One has to factor in the possibility and ease of losing the device, or rights to the content that I have backed up on the cloud. Way too many people have the ability to intervene between me and the content. I appreciate the convenience of not having to move shit ton of bleached and pulped wood, but then I have to worry less about DRM, some raid in New Zealand, govt ordered deactivation of device, reading something that powers that be may not be to pleased about

I would like to read what the fuck I want with less power on others to influence that.


None of the books in my electronic library comes with DRM ;-)


As they say, 'small mercies'


I find it much easier to recall details of material I've read in a physical textbook rather than an e-book. The unique cover, weight, texture, etc. of a physical volume provides more context cues that flag the experience of reading as noteworthy, and thus as something that tends to stick out relative to other memories.


I'd agree with you if a book was $50 and not $250 each. I really cannot justify $250 x 4 (4 classes per quarter /semester) every semester just for the sake of collecting books that I will, to be honest, never look at again. If I have a certain problem I need to revisit, I can find everything online.

There are a few exceptions, of course, which is why I said that buying books that one wants to keep for the future (and also reference it in the future) is fine.

But should I really buy books for general education that I have to take and has nothing to do with my major?


I held onto my books to have as references. Of course, this was back when the ubiquitous Internet and "instant access to everything" was some years away.

Why should I be reduced after leaving an education, to solely what I can remember in my head and what my current circumstances keep refreshed in my mind and memory? Education was an enormous investment not just of money but also of time and effort. It makes sense to me to keep the resources I used at hand; it helps keep my access to that education at hand.
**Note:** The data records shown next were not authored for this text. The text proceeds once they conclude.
PR #89, opened 2021-02-23
add gatekeeper operator policy to stable folder

ycao56:


gparvin (approved):
This is great!  Thanks

stable/CM-Configuration-Management/policy-gatekeeper-operator-downstream.yaml
```diff
@@ -0,0 +1,90 @@
+# This policy verifies the installation of the official & supported version of
```
dockerymick: I would spell out "and" instead of using the symbol

dockerymick (approved):
Made one comment, otherwise this PR looks good to me!

PR #91, opened 2021-03-05
add finalizers to policy-integrity-shield for k8s v1.20 and later

hirokuni-kitahara:
- On K8s v1.20 and later, kubernetes garbage collector will ignore cluster scope resources that have non-existing ownerReference. So Integrity Shield uses finalizer to delete its cluster scope operands.
- Also confirmed it can work on K8s 1.19 or earlier.


hirokuni-kitahara:
@gparvin Could you review this PR? Thank you.
/assign @gparvin

gparvin (approved):

PR #96, opened 2021-03-22
ACS sensor policy

gparvin:
This policy can be used to alert whether the managed clusters have the sensor installed and configured for the Stackrox central server that manages the clusters that also managed by ACM.  It can help make sure there's management consistency across the clusters.


gparvin:
Something isn't write with my repo -- will have to delete and recreate.

PR #101, opened 2021-03-30
Add policy for OpenShift CIS via the Compliance Operator

JAORMX:
This adds a policy that ensures a scan exists for the OpenShift CIS
benchmark. This is executed by the Compliance Operator, and thus it
requires that the installation policy is used as well.

Signed-off-by: Juan Antonio Osorio Robles <jaosorior@redhat.com>


dockerymick (approved):
I made small updates to both files. These additions look great, thank you @JAORMX

JAORMX:
@dockerymick thanks for the corrections!

PR #110, opened 2021-05-10
this appears to be an extra entry

gparvin:
I don't see anything missing.  I think this entry just isn't needed.


ycao56:
@gparvin I think this should be right link https://github.com/open-cluster-management/policy-collection/blob/main/community/CM-Configuration-Management/policy-github-oauth-sample.yaml

ycao56:
can you fix it?

ycao56:
nvm you are right. this is not needed

petr-muller:
@ycao56 @gparvin This PR hit a GH limit on the number of statuses on a SHA and Prow now cannot merge it. The reason for this is that you made it Tide-mergeable with slash-commands, but your repo is at the same time configured to only allow merges when a PR has an **approving GH review**.

In order for this PR to merge, it needs to be amended (so that it gets a new SHA) and then approved via GH review. Long-term, I suggest to disable the custom merge criteria b/c you have Tide configured.

ycao56 (approved):

PR #118, opened 2021-06-07
create a policyreport policy for the v1alpha2 api

gparvin:
Create a PolicyReports policy for the new api.  Same as the policy-check-reports.yaml policy except it uses the new API.


ycao56:
should we consider removing the policy using old api?

dockerymick (approved):
Made a couple of small updates, but this looks good to me! Thanks for pulling me in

Seen that way, while book prices are ridiculous, that expense as compared to the entire expense not just in money but in time and effort, is relatively small. It's an investment I've made against the future, where the best recollection and use of my education may be paramount.

And... Those prices are simply unfair. For a system that purports to provide its students tools for life -- not just formulae, but ways of thinking and being. To then increase the burden on those students of taking with them the references they used and might wish to retain as part of retaining that education... It seems that their actions in this matter oppose their rhetoric.

Then again, even when prices weren't so high, I saw a lot of my fellow students simply discarding their books -- at the end of semester, not just after graduation. Many people do "move on" and live "in the present."

Except, those people then seem to be the ones who can't recall what they learned, and who don't do as thorough and good a job in their work.

Living in the present, without the full benefit of history. And reacting based upon a more or less vague impression, rather than detailed knowledge.

What, really, do our institutions want us to retain? How do they want us to live our lives. As demonstrated through their actions -- e.g. these book prices -- rather than their rhetoric?

Anyway...

As for electronic copies. I find I read a lot better from printed pages than from screen. And, as others have pointed out, the "legitimate" electronic versions all too often come with electronic leases -- leashes -- with access deniable purposefully or inadvertently at any point in the future.

My Discrete Math book is still as accessible to me, today -- with any particular personal notes of interest and focus I may have added -- as it was when I bought it. I had to pay for it, and I've had to schlep it around. But I've also had to do that with my education, taking up premium space in my gray matter. I paid a lot more for the education; I hope and believe keeping the book handy helps me retain that larger value.

P.S. And I still find that the good books provide me more useful and valuable access to their information than an ever more cluttered and noisy Internet -- for all that their are many gems -- resources and contributors -- on it. These days, if you can only find them.